Лифт брякнул на первом этаже, на третьем Крис вышел, зашагал по лабиринту коридоров, глядя на номера палат. Думал про Тезея в лабиринте, разматывающего за собой нить Ариадны, чтобы найти обратную дорогу после того, как он убьет Минотавра: Крис был сейчас Тезеем, и ему предстояло встретиться с существом не менее страшным — с той, что его родила. Как он из всего этого выпутается? В одной из палат он увидел врача — тот кому-то накладывал швы, похоже, на лоб. Симпатичная докторша диктовала что-то молодому человеку с клипбордом в руке. На тележке, наткнувшейся на один из порожков, задребезжало медицинское оборудование. Еще одна дверь, еще коридор, новые голоса. Пусть длится это странствие, подумал Крис. Хорошо бы никогда не добраться до конца.
Еще один поворот — и вот 372-я. Дверь открыта, от нее видно окно и табуретку с ним рядом, пустую. Остальную часть палаты из коридора не разглядеть. Крис медленно подошел, постучал по косяку. Ничего не услышав, перешагнул порог, увидел на больничной койке какую-то женщину.
Это могла быть любая женщина — такая у него в первый миг мелькнула мысль.
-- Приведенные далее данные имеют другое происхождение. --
PR #2753, opened 2023-07-17
net: Some implement some rare net funcs

EXtremeExploit:
* Implement both htonll and ntohll, some platforms/systems dont have the syscall, so we have to check for ourselves the endianness and do the operation on our side
* ethernet addr translation implemented (sceNetEtherNtostr, sceNetEtherStrton), sceNetEtherStrton is good as long as the input string is not too short or has some unexpected stuff, but that just doesnt happen, so should still be good
* add some param checks sceNetInit <:
~~smol pr~~

### DIFF
--- a/vita3k/modules/SceNet/SceNet.cpp
+++ b/vita3k/modules/SceNet/SceNet.cpp
@@ -17,6 +17,7 @@
 
 #include "SceNet.h"
 
+#include <cstdio>
 #include <kernel/state.h>
 #include <net/functions.h>
 #include <net/state.h>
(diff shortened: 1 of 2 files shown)


Macdu:
You can assume the system is little endian. Vita3K would go very far anyway on a big endian system

vita3k/modules/SceNet/SceNet.cpp
```diff
@@ -258,14 +258,37 @@ EXPORT(Ptr<int>, sceNetErrnoLoc) {
...
+    if (!n || !str)
+        return RET_ERROR(SCE_NET_ERROR_EINVAL);
+
+    if (0x11 < len) {
+        snprintf(str, len, "%02x:%02x:%02x:%02x:%02x:%02x",
+            n->data[0], n->data[1], n->data[2], n->data[3], n->data[4], n->data[5]);
+        return 0;
+    }
+    return RET_ERROR(SCE_NET_ERROR_EINVAL);
 }
```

Лица он не видел, оно запрокинулось к потолку. Тело накрыто белым одеялом — синтетическим, больничным. Мать терпеть не могла синтетику. Он увидел руку матери — датчик на пальце, гипс на запястье. Женщина напоминала схематический портрет Дороти Эклс, ее двойника. Как будто он пришел волонтерить в местный хоспис и его послали в произвольную палату. На стук мать не откликнулась; он сел в уголке, сердце дрогнуло, когда он увидел письмо от Тессы: «Не понимаю. Кто-то еще думает, что любовь там не в ироническом смысле?»
Если бы Крису дали в четверг хоть малейшую возможность, он бы прозрачно ей намекнул, что Уэмбли из Брейзноуза не только член диссертационного совета, но, скорее всего, еще и референт ее статьи. Пальцы тут же начали набирать ответ: «1955, Йелланд, Аполлон любит Дафну. 1972, Чеймберс, Стрела Купидона. 1980, Хой, Любовные векторы в латинской поэзии, дальше продолжать? Сразу говорю, без сноски это будет в публикации выглядеть неопрятно. Если ты неспособна это понять, как прикажешь продвигать твою работу?»